# Problem statement
Taking each line of the material in turn, count those with the string "during" and answer with the count alone.

=== Data ===

PR #3342, opened 2026-01-16
fix(sideloading): avoid the expected data deletion during SST side loading

ltagliamonte-dd:
Hello folks,
we think we may experiencing data deletion during expensive (thousand of sst files) sst side loading operations.
what we think it is happening is:
- T1 - load data CF
- T2 - auto compactions runs which deletes the data as keys on the metadata CF are not yet loaded
- T3 - load metadata CF

for this reason we would love to switch the sst ingestion logic to use IngestExternalFiles that should take care of sideloading all files from different CF atomically.

### DIFF
--- a/src/storage/storage.cc
+++ b/src/storage/storage.cc
@@ -802,6 +802,7 @@ StatusOr<int> Storage::IngestSST(const std::string &sst_dir, const rocksdb::Inge
     return 0;
   }
 
+  // Group files by column family
   std::unordered_map<ColumnFamilyID, std::vector<std::string>> cf_files;
   for (const auto &file : sst_files) {
     bool matched = false;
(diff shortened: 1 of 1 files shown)


ltagliamonte-dd:
@aleksraiden would you mind run the CI for this so i can test a nightly build?

ltagliamonte:
@git-hulk thanks for the CI run, the failures look like flaky isn't it?
Where can I find the nightly build for latest Sha?

git-hulk:
@ltagliamonte-dd Yes, this test failure is not related to this PR.

> Where can I find the nightly build for latest SHA?

The Docker nightly build can only get after merging the PR. But you can also build it manually and push it to your own Docker repository if you're in a hurry to have a test.

ltagliamonte:
Thank you @git-hulk , do you mind reviewing and maybe ping someone else so we can get this merged?
It should be pretty straightforward we aren't changing the behavior and the test pass.
Thanks!

src/storage/storage.cc
```diff
@@ -802,12 +802,27 @@ StatusOr<int> Storage::IngestSST(const std::string &sst_dir, const rocksdb::Inge
     return 0;
   }
 
-  std::unordered_map<ColumnFamilyID, std::vector<std::string>> cf_files;
+  // Group files by column family and build ingestion arguments atomically
```
git-hulk: @ltagliamonte-dd I have one nit suggestion. It would be more concise and easier to read by refactoring the for-loop to the following:

1. Group SST files by the column family id;
2. Build the ingest args with grouped SST files.

```C++
  const auto &column_families = ColumnFamilyConfigs::ListAllColumnFamilies();
  std::unordered_map<ColumnFamilyID, std::vector<std::string>> column_family_files;
  for (const auto &file : sst_files) {
    auto iter = std::find_if(column_families.begin(), column_families.end(),
                             [&file](const auto &cf) { return file.find(cf.Name()) != std::string::npos; });
    if (iter == column_families.end()) {
      return {Status::NotOK, fmt::format("SST file '{}' does not match any known column family name", file)};
    }
    column_family_files[iter->Id()].push_back(file);
  }

  std::vector<rocksdb::IngestExternalFileArg> ingest_args;
  ingest_args.reserve(column_family_files.size());
  for (auto &[cf_id, files] : column_family_files) {
    rocksdb::IngestExternalFileArg arg;
    arg.column_family = GetCFHandle(cf_id);
    arg.external_files = std::move(files);
    arg.options = ingest_options;
    ingest_args.push_back(std::move(arg));
  }
```

ltagliamonte-dd: thanks fixed via a0949b35bf3affdd303cd331f969931b58c97156

ltagliamonte-dd: Cc @git-hulk

git-hulk (approved):

PR #3343, opened 2026-01-18
chore(conf): change the default cache to hyper clock cache

git-hulk:
RocksDB has made the default cache implementation to HyperClockCache since the version [v10.7.5](https://github.com/facebook/rocksdb/releases/tag/v10.7.5), so we could change it as our default cache accordingly.

According to [Hyping the hyper clock cache in RocksDB](https://smalldatum.blogspot.com/2022/10/hyping-hyper-clock-cache-in-rocksdb.html), using the hyper clock cache can provide better performance than LRU. But I didn't reproduce the significant performance difference between them via `redis-benchmark` on my local.

### DIFF
--- a/kvrocks.conf
+++ b/kvrocks.conf
@@ -755,8 +755,8 @@ rocksdb.block_cache_size 4096
 # that offers much improved CPU efficiency vs. LRU cache under high parallel
 # load or high contention.
 #
-# default lru
-rocksdb.block_cache_type lru
+# Default: hcc
+rocksdb.block_cache_type hcc
 
 # Number of open files that can be used by the DB.  You may need to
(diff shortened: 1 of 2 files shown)


PragmaTwice (approved):

PragmaTwice:
> But I didn't reproduce the significant performance difference between them via redis-benchmark on my local.

Could we test by setting a smaller cache size?

git-hulk:
> Could we test by setting a smaller cache size?

Yes, I have set it to 16MiB only and am testing with a value of 128 bytes, but the result is slightly better than LRU. I guess the reason is that my VM's CPU is too small (2 cores).

PR #173, opened 2020-08-26
Prevent overriding session store key in test environment

ethax-ross:
In the test environment if the session store is overridden it causes the Capybara tests to misbehave; essentially clearing the session between each request (resulting in the sign up flows not working as the order depends on session data from previous steps).

Moves the session store config into development/production environments only.


jebw (approved):
LGTM

PR #174, opened 2020-08-26
Add core wizard classes from GiT app

ethax-ross:
We are going to transition the TTA sign up to use the same format/classes as the GiT app mailing list/event wizards. This commit adds the base/core classes for the Wizard, Store and Step models.

We should look to move these classes into a gem going forward so that we can reuse them between both apps.


jebw (approved):
LGTM

PR #175, opened 2020-08-26
Decouple classes from the ApiClient

ethax-ross:
The ApiClient will be removed along with the existing journey (once the new wizard is in place); instead we will call the GetIntoTeachingApiClient directly (adding the ApiClient is a needless abstraction; originally we thought it may do more, such as caching but that will be done in the gem itself going forward).

It is being decoupled in this commit from any classes/modules that will remain in the app once the old registrations flow is removed.


jebw (approved):
LGTM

===

# The completed task
2